- Problem to work on
Could you write out the opening lines of the data, word for word, stopping after the line that contains "- Add some flags"?
+ + + +
PR #12195, opened 2023-11-27
Shaders: Stub Cbuf accesses for UBO bindings exceeding host device limits

ameerj:
This should resolve shader compilation failures on devices with low UBO limits


Squall-Leonhart:
what should I test this change against game wise?

KreuzerNL:
image
Fixes the regressions in SMW on Pascal 👍

Issue #357, opened 2021-02-25
Add a switch to enable/disable instance hashing


AntoineRondelet:
Recently, Zeth has been updated to support hashing the instance - which allows to break the linear complexity of the Snark verifier, which is ultimately required to improve the "generic" aspect of Zecale. However, the associated extra operations (on the C++ side and on the Solidity side) are not necessarily desired if Zeth is used in a standalone way. Hence, it would be nice to decide which variant to use at compile time in order to produce the appropriate binary (for use via Zecale, or in a standalone way).

AntoineRondelet:
@dtebbs let's talk about this ticket. That'd be nice to tackle it and find a reasonable approach to keep support for "standalone" Zeth while supporting aggregation via Zecale (in the current state of the code base, we don't support "standalone" Zeth anymore as we baked the Zecale integration to the code without "switches")

So here's an initial list of what's needed - but let's discuss further:
- Change the signature of the smart contract functions to make sure that an array of primary inputs can be passed (and not only 1 uint256 corresponding to the hashed instance). While we can generalize existing functions to support arrays as input, we can also refine the contract's structure and simply add new functions for the zecale integration (with their own signatures) if this is more efficient (i.e. incurs less overhead)
- Add some flags to the python and c++ code to activate/de-activate instance hashing etc
- Maybe add some compilation configuration flags to compile the project in "standalone" or "aggregated" (i.e. zecale) mode - or maybe just flags to the "prover" executable?

Note: if we want two entry points to the same Zeth contract on-chain for the "standalone" and the "aggregated" mode (which is desirable as it keeps 1 unique anonymity set), we also need to be able to verify proofs with 2 vks since the zeth statement is modified to integrate with Zecale. Hence we also need to modify the storage variables of the Mixer (to have a `_vk_standalone` and `_vk_aggregated`) etc. and call `verifyZkp` with the appropriate vk depending on the smart contract entry point (i.e. `dispatch` vs (vanilla) `mix`)

dtebbs:
If I've uderstood the issue here, the switch would only control whether to use the GGPR trick so that verification uses a single scalar multiplication, or requires a multiplication per public element.  The "standalone" terminology (which just implies operation outside of zecale) vs "aggregated" (implying operating via some batching mechanism) may be confusing (for example, we currently support "standalone" mode, we just use GGPR to make verifcation more efficient).

[...]

PR #366, opened 2021-04-23
Refined coding standards and cascaded changes to the code base

AntoineRondelet:
@dtebbs - when you have a moment, please have a look at this PR.
As the name indicates, the PR fixes some inconsistencies in our contracts code, and introduces new conventions that extend the "standard set of solidity conventions" + enforces them.

The rational is: Let's stick to solidity conventions where possible, however, small amendments are made as a way to improve smart contract dev and convey more information in the object names by following conventions exposed in the `CODING_STANDARDS` in this PR.

The TL;DR:
- Our test contracts were named as `MyContract_test.sol` -> I changed to `TestMyContract.sol` to stick to PascalCase and remain compliant with solidity standards.
- Our test functions were named inconsistently. Some were of the form `testFunction`, some of the form `functionTest`. I switched everything to the form `functionTest` (arbitrary choice, could have gone the other way around - don't have strong opinion there, so happy to switch)
- Add prefix `_` to all `private`/`internal` members. This was inconsistent throughout the code base
- Used camelCase for functions and their parameters for consistent interface using solidity standard
- Renamed our smart contracts using prefixes that convey the contract type (interface, library, "base contract", "test contract" etc).

Overall observation (for the sake of logging it):
- Our inheritances do not look very tight. There are a lot of inherited members that aren't used in child contracts. Not a big deal, but that may be something that could be improved in the future (surely not now) - though keeping tradeoffs between nice inheritance/abstraction layers and performances is necessary here.

Anyway, happy to discuss about the proposed conventions and keen to hear your opinion here.


zeth_contracts/contracts/TestBaseMixerAltBN128.sol
```diff
@@ -4,72 +4,73 @@
...
     {
-        return assembleNullifier(index, primaryInputs);
+        return _assembleNullifier(index, primaryInputs);
     }
 
     // Dummy implementation of abstract function
-    function verifyZkProof(
+    function _verifyZkProof(
         uint256[] memory /* proof */,
-        uint256[NUM_INPUTS] memory /* inputs */
```
AntoineRondelet, line 69: By refining the inheritance here it seemed that overloading `verifyZkProof` was useless in the past (because it was already defined in the former parent which was already concrete). Moreover, the signature of the function wasn't matching the signature of the abstract parent class (which tool a `uint256` for the input instead of an array of uints..)

CODING_STANDARDS.md
```diff
@@ -15,7 +15,17 @@ We adhere to the `pep8` standard, using `flake8`, `pylint` and `mypy` to catch f
...
+- Test functions must end with the suffix `Test` (e.g. `reverseBytesTest`)
+- Private/internal state variables and functions must have an underscore prefix (e.g. `_myInternalFunction`)
+- Function parameters must not be prefixed with an underscore
+- Interface names must have a capital I prefix (e.g. `IERC20`)
+- Library names must have a capital L prefix (e.g. `LPairing`)
+- Test contract names must have a `Test` prefix (e.g. `TestMyContract`)
+- Event names must be prefixed by `Log` (e.g. `LogDeposit`)
+- Contract names may not be PascalCase if using PascalCase is introducing confusions in the name (e.g. `BLS12377.sol` vs `BLS12_377.sol`). PascalCase should be used whenever possible
+
+**Note:** Some of the files of the current code base may not fully comply with the coding standards above. Old code will progressively be updated to converge towards the recommended style.
```
AntoineRondelet, line 28: More precisely, the `snake_case` convention remains broadly used in function bodies (we still have mixed styles there). The function signatures and contract's state variables/constants however should be all fine now

client/test_contracts/test_groth16_altbn128_mixer_base.py
```diff
@@ -174,17 +174,17 @@ class TestGroth16AltBN128MixerBaseContract(TestCase):
```
AntoineRondelet, line 174: TODO: Rename this python function for consistency

AntoineRondelet: Also check the python code to make sure all python functions/classes' names align with the renamed solidity contracts

zeth_contracts/contracts/BaseMixer.sol
```diff
@@ -512,8 +462,62 @@ abstract contract MixerBase is BaseMerkleTree, ERC223ReceivingContract
...
+    //
+    // where each entry entry after public output and input holds the
+    // (curve-specific) number residual bits for the corresponding 256 bit
+    // value.
+    // ======================================================================
+
+    /// Utility function to extract a full uint256 from a field element and the
+    /// n-th set of residual bits from `residual`. This function is
+    /// curve-dependent.
+    function _extractBytes32(
```
AntoineRondelet, line 504: TODO: Add to the code conventions that virtual functions should be moved at the end of the file (it's more readable and easier to see which function must be implemented to have "concrete" contracts)

zeth_contracts/contracts/BaseMixer.sol
```diff
@@ -512,8 +462,62 @@ abstract contract MixerBase is BaseMerkleTree, ERC223ReceivingContract
...
+        internal
+        pure
+        virtual
+        returns(bytes32);
+
+    /// Implementations must implement the verification algorithm of the
+    /// selected SNARK.
+    function _verifyZkProof(
+        uint256[] memory proof,
+        uint256 publicInputsHash
```
AntoineRondelet, line 518: Note to self: For https://github.com/clearmatics/zeth/issues/357 and to keep Zeth in standalone mode vs batch mode (with Zecale) -> we may want to go back to using an array here... Let's see when we tackle https://github.com/clearmatics/zeth/issues/357

CODING_STANDARDS.md
```diff
@@ -15,7 +15,18 @@ We adhere to the `pep8` standard, using `flake8`, `pylint` and `mypy` to catch f
 
 ## Solidity
 
-As of now, the solidity code does not follow consistent style conventions. Nevertheless, new solidity code must adhere to the [solidity coding standards](https://docs.soliditylang.org/en/develop/style-guide.html). Old code will progressively be updated to converge towards the recommended style.
+Solidity code must adhere to the [solidity coding standards](https://docs.soliditylang.org/en/develop/style-guide.html), with the following amendments:
+- Test functions must end with the suffix `Test` (e.g. `reverseBytesTest`)
+- Private/internal state variables and functions must have an underscore prefix (e.g. `_myInternalFunction`)
+- Virtual functions in abstract contracts must be written last and located at the end of the contract source
+- Function parameters must not be prefixed with an underscore
+- Interface names must have a capital I prefix (e.g. `IERC20`)
```
AntoineRondelet, line 23: @dtebbs - by any chance, do you remember why `IERC20` is declared as an abstract contract rather than an interface? 
See: https://github.com/clearmatics/zeth/blob/adjust-solidity-standards/zeth_contracts/contracts/Tokens.sol#L11

dtebbs: > do you remember why IERC20 is declared as an abstract contract rather than an interface?

TBH I haven't considered this, but IIRC `interface` was not available in old versions of Solidity.  My guess is that that is part of the reason.

dtebbs:
Real minor details regarding the naming, so feel free to ignore.  Probably not worth the effort of renaming, but just to give my thoughts:

> Our test contracts were named as MyContract_test.sol -> I changed to TestMyContract.sol to stick to PascalCase and remain compliant with solidity standards.
> Our test functions were named inconsistently. Some were of the form testFunction, some of the form functionTest. I switched everything to the form functionTest (arbitrary choice, could have gone the other way around - don't have strong opinion there, so happy to switch)

I'd put test at the beginning of the method names.  It sounds like an action (i.e. `testABC` does in fact test ABC), and I've see this convention used in testing frameworks to identify test methods, so it may be more familiar to people.

Conversely, (and again a real minor detail) having test class names *end* with `Test` may be more natural (instinctively a class is more like a *thing* and a method could be considered like an *action*).  Finally, having `Test` at the end is consistent with `Base` (`SomethingBase` for abstract classes sounds a bit more like "the base for building something on" whereas `BaseSomething` - which sounds a concrete "something" belonging to some "base").

> - Library names must have a capital L prefix (e.g. `LPairing`)

Although the `I` prefix is very familiar, I find `L` to be rather unintuitive.  I would probably favour either not having special names for libraries, or using `SomethingLib` (so class names can have a suffix `Base`, `Lib` or `Test`.


... or alternatively, we could consider `AbstractSomething` to match the keyword, and also `Lib` (and maybe `Test`) as suffices.  Feels a bit unnatural for `Test`, but at least everything is consistent.

Again, feel free to skip this.

dtebbs:
> Our inheritances do not look very tight. There are a lot of inherited members that aren't used in child contracts. Not a big deal, but that may be something that could be improved in the future (surely not now) - though keeping tradeoffs between nice inheritance/abstraction layers and performances is necessary here.

I'm not sure I fully understand `inherited members that aren't used in child contracts`.  Are these members that should be made private?  Or members not referenced by the base class either, in which case they can be removed?

AntoineRondelet:
Thanks @dtebbs 

> Real minor details regarding the naming, so feel free to ignore. Probably not worth the effort of renaming, but just to give my thoughts:

No problem, renaming isn't really painful once everything is consistent -> you know what patterns to search for - the real pain is when things aren't consistent ;)

> 
> > Our test contracts were named as MyContract_test.sol -> I changed to TestMyContract.sol to stick to PascalCase and remain compliant with solidity standards.
> > Our test functions were named inconsistently. Some were of the form testFunction, some of the form functionTest. I switched everything to the form functionTest (arbitrary choice, could have gone the other way around - don't have strong opinion there, so happy to switch)
> 
> I'd put test at the beginning of the method names. It sounds like an action (i.e. `testABC` does in fact test ABC), and I've see this convention used in testing frameworks to identify test methods, so it may be more familiar to people.

Good point, let's switch to that.

> Conversely, (and again a real minor detail) having test class names _end_ with `Test` may be more natural (instinctively a class is more like a _thing_ and a method could be considered like an _action_). Finally, having `Test` at the end is consistent with `Base` (`SomethingBase` for abstract classes sounds a bit more like "the base for building something on" whereas `BaseSomething` - which sounds a concrete "something" belonging to some "base").

FYI, the code base wasn't consistent w.r.t to the location of the "Base" in the name. In fact, if you check `develop` we have contracts like `<name>Base` and `BaseMerkleTree.sol`. Most of the time I find myself talking about "the base mixer" etc -> hence the name "BaseMixer" seems to better align with it (and all "Base" contracts are grouped together alphabetically which provides a better file organization IMHO).
W.r.t to the `Test<name>` vs `<name>Test` -> I'm happy to switch to `<name>Test`. Note that there seem to be no convention/consensus around this. If we check several projects like:
- Uniswap v3: https://github.com/Uniswap/uniswap-v3-core/tree/main/contracts/test
- Gnosis safe: https://github.com/gnosis/safe-contracts/tree/development/contracts/test
- Aragon: https://github.com/aragon/aragonOS/tree/next/contracts/test/tests

We see that we have a little bit of everything... The rationale behind using `Test<name>` is that (as above), the test contracts are grouped by name because they have the same prefix, and since "test" is both a name and a verb there's a bit of ambiguity here because "TestFoo" can read as "the _test contract_ for Foo" or read as "to test sthg" (i.e. "to test Foo"). Of course, a better way to group contracts would be to introduce more structure in the `contracts` folder to have `contracts/tests`, `contracts/interfaces`, `contacts/libraries` and move away from some of the prefixes, although, prefixes convey more info in the name which comes at handy in some contexts (though we can still `import as` if necessary).

> > * Library names must have a capital L prefix (e.g. `LPairing`)
> 
> Although the `I` prefix is very familiar, I find `L` to be rather unintuitive. I would probably favour either not having special names for libraries, or using `SomethingLib` (so class names can have a suffix `Base`, `Lib` or `Test`.

Many libraries are named as "lib<name>" (e.g. libfuzzer, libff, etc.) -> it seems natural to follow this prefix convention for the library names in solidity - instead of `<name>Lib.sol` - (definitely happy to switch the `L` prefix into `Lib`, that's a good idea!).

So, here's what we can do:
1. use `Lib` prefix for library files (e.g. `LibPairing.sol`)
2. use `Base` prefix for the "base" abstract classes (e.g. `BaseMixer.sol`) -> do you find "Abstract" to be more appropriate keyword here?
3. use the `testFunction` pattern for test functions, and use `ContractTest` for the "test" contracts -> Note that we do not have "1 test contract per contract".
4. I'll see if adding more levels to the `contracts` folder triggers a hell. If not, we can add subfolders to better structure the code and avoid to keep them all in the same basket (which was fine up until now, but we are starting to have quite a few contracts now) 

How does that sound to you?

AntoineRondelet:
> > Our inheritances do not look very tight. There are a lot of inherited members that aren't used in child contracts. Not a big deal, but that may be something that could be improved in the future (surely not now) - though keeping tradeoffs between nice inheritance/abstraction layers and performances is necessary here.
> 
> I'm not sure I fully understand `inherited members that aren't used in child contracts`. Are these members that should be made private? Or members not referenced by the base class either, in which case they can be removed?

Hum.. IIRC, the tool raised flags about "unused state variables" in the PGHR mixer. Such flags weren't raised for the Groth16 mixers, which seemed to imply that the inheritance structure could be refined

CODING_STANDARDS.md
AntoineRondelet: Hum... Interfaces are supported since a pretty long time: https://github.com/ethereum/solidity/blob/develop/Changelog.md#040-2016-09-08 - not sure.. anyway, will switch to an interface.

dtebbs:
> > > Our inheritances do not look very tight. There are a lot of inherited members that aren't used in child contracts. Not a big deal, but that may be something that could be improved in the future (surely not now) - though keeping tradeoffs between nice inheritance/abstraction layers and performances is necessary here.
> > 
> > 
> > I'm not sure I fully understand `inherited members that aren't used in child contracts`. Are these members that should be made private? Or members not referenced by the base class either, in which case they can be removed?
> 
> Hum.. IIRC, the tool raised flags about "unused state variables" in the PGHR mixer. Such flags weren't raised for the Groth16 mixers, which seemed to imply that the inheritance structure could be refined

Ah ... I see the point now.  Thanks.
I guess there could be a few reasons for that.  As you say, let's check the details in a future iteration and see if there are things that should be move.

zeth_contracts/contracts/BaseMixerAltBN128.sol
```diff
@@ -4,54 +4,54 @@
...
+        uint256[2] memory vkHash
     )
-        MixerBase(mk_depth, token, vk, permitted_dispatcher, vk_hash)
+        BaseMixer(mkDepth, token, vk, permittedDispatcher, vkHash)
     {
     }
 
-    /// Use MiMC7 as the Merkle tree hash function.
-    function hash(bytes32 left, bytes32 right)
+    /// Use LMiMC7 as the Merkle tree _hash function.
```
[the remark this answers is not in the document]
AntoineRondelet: Yes, thanks!

dtebbs:
> So, here's what we can do:
> 
>     1. use `Lib` prefix for library files (e.g. `LibPairing.sol`)
> 
>     2. use `Base` prefix for the "base" abstract classes (e.g. `BaseMixer.sol`) -> do you find "Abstract" to be more appropriate keyword here?
>
>     3. use the `testFunction` pattern for test functions, and use `ContractTest` for the "test" contracts -> Note that we do not have "1 test contract per contract".
> 
>     4. I'll see if adding more levels to the `contracts` folder triggers a hell. If not, we can add subfolders to better structure the code and avoid to keep them all in the same basket (which was fine up until now, but we are starting to have quite a few contracts now)
> 
> 
> How does that sound to you?

Overall that sounds good.

For (2), yes, I'd be in favour of `Abstract` as a prefix here.  I still find `BaseMixer` a bit unnatural and somewhat ambiguous (sounds like it could be a "class that mixes bases"), but if we switch to `Abstract` and `Lib` then to me it's al clear and consistent.

Re (3), tbh I could see an argument for either way.  Given that we use prefixes elsewhere I'm happy to keep the `Test...` name and align with `Lib`, `Abstract`.  Whichever you prefer.

For (4), moving tests to another direectory, like in the other components, makes a lot of sense to me if that's not a huge problem.  For other things, I'd be tempted to keep  it simple for now - dividing up by type, rather than by functionality, seems like a slightly different approach than we use elsewhere.  From that point of view it might be more natural to divide into `mimc`, `merkletree`, `alt_bn128`, `groth16` etc. but that may be overkill at the moment.

AntoineRondelet:
> Overall that sounds good.
> 
> For (2), yes, I'd be in favour of `Abstract` as a prefix here. I still find `BaseMixer` a bit unnatural and somewhat ambiguous (sounds like it could be a "class that mixes bases"), but if we switch to `Abstract` and `Lib` then to me it's al clear and consistent.

Ok sounds good let's use `Abstract` here

> Re (3), tbh I could see an argument for either way. Given that we use prefixes elsewhere I'm happy to keep the `Test...` name and align with `Lib`, `Abstract`. Whichever you prefer.

I have no strong preferences as per my comments above. In the absence of justification to change, let's stick to what we have now and use `Test` as a prefix. We can change later if this turns out to be problematic (though I doubt it)

> From that point of view it might be more natural to divide into `mimc`, `merkletree`, `alt_bn128`, `groth16` etc. but that may be overkill at the moment.

Hum... such a divide looks pretty speculative as it seems to make some assumption about the future state of the code base. The current st of contract wouldn't benefit from such a granular divide. Of course, as the code base evolves, new conventions become more appropriate and new structure emerge. So, to keep things focused now, let's postpone this folder divide for later. I'll move the tests in their folder, and we'll have a handful of contracts in the same basket - which is perfectly tractable for now - especially with the newly adopted conventions on the names

AntoineRondelet:
> I'll move the tests in their folder, and we'll have a handful of contracts in the same basket - which is perfectly tractable for now - especially with the newly adopted conventions on the names

This will be one for another PR because this requires to touch the python code (beyond renaming) in order to modify the path to the contracts to deploy in `mock.deploy_contract` (especially in `zeth.utils.get_contracts_dir()`)

- https://github.com/clearmatics/zeth/blob/develop/client/test_commands/mock.py#L98-L99
- https://github.com/clearmatics/zeth/blob/28d901e9d1f909ace4385a79af32df50f5355c65/client/zeth/core/utils.py#L255-L258

CODING_STANDARDS.md
```diff
@@ -15,7 +15,19 @@ We adhere to the `pep8` standard, using `flake8`, `pylint` and `mypy` to catch f
...
 ## Solidity
 
-As of now, the solidity code does not follow consistent style conventions. Nevertheless, new solidity code must adhere to the [solidity coding standards](https://docs.soliditylang.org/en/develop/style-guide.html). Old code will progressively be updated to converge towards the recommended style.
+Solidity code must adhere to the [solidity coding standards](https://docs.soliditylang.org/en/develop/style-guide.html), with the following amendments:
+- Test functions must have a `test` prefix (e.g. `testReverseBytes`)
+- Private/internal state variables and functions must have an underscore prefix (e.g. `_myInternalFunction`)
+- The order in which contract members are written must driven by their scope (i.e. `public/external` functions must appear first in the contract code, `internal/private` functions must appear last). Additionally, `virtual` functions in abstract contracts must be written last in their visibility group.
+- Function parameters must not be prefixed with an underscore
+- Interface names must have a capital I prefix (e.g. `IERC20`)
+- Library names must have a capital L prefix (e.g. `LibPairing`)
```
dtebbs, line 24:
```suggestion
- Library names must have a `Lib` prefix (e.g. `LibPairing`)
```

dtebbs (approved):
LGTM with one comment.

CODING_STANDARDS.md
AntoineRondelet: Great catch, thanks @dtebbs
+ + + +
- Final answer
PR #12195, opened 2023-11-27
Shaders: Stub Cbuf accesses for UBO bindings exceeding host device limits

ameerj:
This should resolve shader compilation failures on devices with low UBO limits


Squall-Leonhart:
what should I test this change against game wise?

KreuzerNL:
image
Fixes the regressions in SMW on Pascal 👍

Issue #357, opened 2021-02-25
Add a switch to enable/disable instance hashing


AntoineRondelet:
Recently, Zeth has been updated to support hashing the instance - which allows to break the linear complexity of the Snark verifier, which is ultimately required to improve the "generic" aspect of Zecale. However, the associated extra operations (on the C++ side and on the Solidity side) are not necessarily desired if Zeth is used in a standalone way. Hence, it would be nice to decide which variant to use at compile time in order to produce the appropriate binary (for use via Zecale, or in a standalone way).

AntoineRondelet:
@dtebbs let's talk about this ticket. That'd be nice to tackle it and find a reasonable approach to keep support for "standalone" Zeth while supporting aggregation via Zecale (in the current state of the code base, we don't support "standalone" Zeth anymore as we baked the Zecale integration to the code without "switches")

So here's an initial list of what's needed - but let's discuss further:
- Change the signature of the smart contract functions to make sure that an array of primary inputs can be passed (and not only 1 uint256 corresponding to the hashed instance). While we can generalize existing functions to support arrays as input, we can also refine the contract's structure and simply add new functions for the zecale integration (with their own signatures) if this is more efficient (i.e. incurs less overhead)
- Add some flags to the python and c++ code to activate/de-activate instance hashing etc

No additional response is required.